Characterization and genomic analysis of a novel Synechococcus phage S-H9–2 belonging to Bristolvirus genus isolated from the Yellow Sea

Cyanophages are known to influence the population dynamics and community structure of cyanobacteria and thus play an important role in biogeochemical cycles in aquatic ecosystems. In this study, a novel Synechococcus phage S-H9–2 infecting Synechococcus sp. WH 8102 was isolated from the coastal water of the Yellow Sea. Synechococcus phage S-H9–2 contains a 187,320 bp genome of double-stranded DNA with a G + C content of 40.3%, 202 potential open reading frames (ORFs), and 15 tRNAs. Phylogenetic analysis and nucleotide-based intergenomic similarity suggest that Synechococcus phage S-H9–2 belongs to the Bristolvirus genus under the family Kyanoviridae. Homologs of the S-H9–2 open reading frame can be found in a variety of marine environments, as shown by the results of mapping the genome sequence of S-H9–2 to the Global Ocean Viromes 2.0 dataset.
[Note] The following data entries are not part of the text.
PR #461, opened 2022-11-06
create-unit: rework naming; add nemesis civless save data; add arg checks

Shim-Panze:
Mostly, made naming more accurately reflect the game's behavior. Added option to generate "wild" name (i.e. civless name) by passing `-name` empty. Made nemesis records created without a civId have proper save data. Fixed some argument checks and added more so civ_id has to actually be for a civilization and group_id can't be a civilization (also implies they can't be the same). Made history event generation take current year into account, and add history event for histfig joining group as well, to better emulate game behavior (using void migrants as reference).

### DIFF
--- a/changelog.txt
+++ b/changelog.txt
@@ -24,6 +24,7 @@ that repo.
 
 ## Misc Improvements
 - `gui/blueprint`: support new blueprint phases and options
+- `modtools/create-unit`: better unit naming, more argument checks, assign nemesis save data for units without civilization
 
 ## Removed
 - `gui/create-item`: removed ``--restricted`` option. it is now the default behavior
--- a/changelog.txt
+++ b/changelog.txt
@@ -24,7 +24,7 @@ that repo.
 
 ## Misc Improvements
 - `gui/blueprint`: support new blueprint phases and options
-- `modtools/create-unit`: better unit naming, more argument checks, assign nemesis save data for units without civilization
+- `modtools/create-unit`: better unit naming, more argument checks, assign nemesis save data for units without civilization so they can be properly saved when offloaded
 
 ## Removed
 - `gui/create-item`: removed ``--restricted`` option. it is now the default behavior
--- a/modtools/create-unit.lua
+++ b/modtools/create-unit.lua
@@ -448,13 +448,13 @@ local function allocateNewChunk(hist_entity)
     hist_entity.save_file_id = df.global.unit_chunk_next_id
     df.global.unit_chunk_next_id = df.global.unit_chunk_next_id+1
     hist_entity.next_member_idx = 0
-    print("allocating chunk:",hist_entity.save_file_id)
+    print("allocating chunk for entity "..hist_entity.id..":",hist_entity.save_file_id)
   else
     local chunkInfo = df.global.world.worldgen
     chunkInfo.next_unit_chunk_id = df.global.unit_chunk_next_id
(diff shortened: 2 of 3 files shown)


modtools/create-unit.lua
```diff
@@ -56,8 +56,12 @@ Creates a unit.  Usage::
 
     -name entityRawName
         Set the unit's name to be a random name appropriate for the
-        given entity. \\LOCAL can be specified instead to automatically
-        use the fort group entity in fortress mode only.
+            given entity.
```
myk002, line 59: Since you're editing this file, could you remove this entire string and use `dfhack.script_help()` instead where it is used? Help text has been moved to the docs directory. See https://github.com/DFHack/scripts/blob/12d78b25994521451392d8538c0d2db22499bfe3/quickfort.lua#L54 for an example

myk002 (changes requested):
I'll review more when I have an actual computer and not just my phone

modtools/create-unit.lua
Shim-Panze: Done [8dd1dd5](https://github.com/DFHack/scripts/pull/461/commits/8dd1dd5fffe3e348546faba6ec79caaa506edc6b)

modtools/create-unit.lua
```diff
@@ -595,22 +444,47 @@ function getRaceCasteIDs(raceStr, casteStr)
...
+    hist_entity.save_file_id = df.global.unit_chunk_next_id
+    df.global.unit_chunk_next_id = df.global.unit_chunk_next_id+1
+    hist_entity.next_member_idx = 0
+    print("allocating chunk:",hist_entity.save_file_id)
+  else
+    local chunkInfo = df.global.world.worldgen
+    chunkInfo.next_unit_chunk_id = df.global.unit_chunk_next_id
+    df.global.unit_chunk_next_id = df.global.unit_chunk_next_id+1
+    chunkInfo.next_unit_chunk_offset = 0
+    print("allocating chunk:",chunkInfo.next_unit_chunk_id)
```
myk002, line 457: would it be useful to differentiate the printed statements so the user can tell which branch was taken?

myk002 (changes requested):
nice work! could you add a changelog.txt entry for these improvements?

modtools/create-unit.lua
Shim-Panze: It certainly won't hurt

Shim-Panze: That should do it [6b93420](https://github.com/DFHack/scripts/pull/461/commits/6b93420f22cfefc74aeac53f00ba47ee80fb6257)

changelog.txt
```diff
@@ -24,6 +24,7 @@ that repo.
 
 ## Misc Improvements
 - `gui/blueprint`: support new blueprint phases and options
+- `modtools/create-unit`: better unit naming, more argument checks, assign nemesis save data for units without civilization
```
myk002, line 27: Could you add a little info about why adding nemesis data is important?

myk002 (changes requested):
Overall looks good! Could you fix the pre commit and lint errors, though?

myk002 (approved):

myk002:
If you click on the pre-commit failure, you can get the magic words to have pre-commit fix it for you

Shim-Panze:
pre-commit.ci autofix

The presence of auxiliary metabolic genes (AMGs) related to photosynthesis, carbon metabolism, and phosphorus assimilation, as well as phylogenetic relationships based on complete genome sequences, reflect the mechanism of phage-host interaction and host-specific strategies for adaptation to environmental conditions. This study enriches the current genomic database of cyanophage and contributed to our understanding of the virus-host interactions and their adaption to the environment.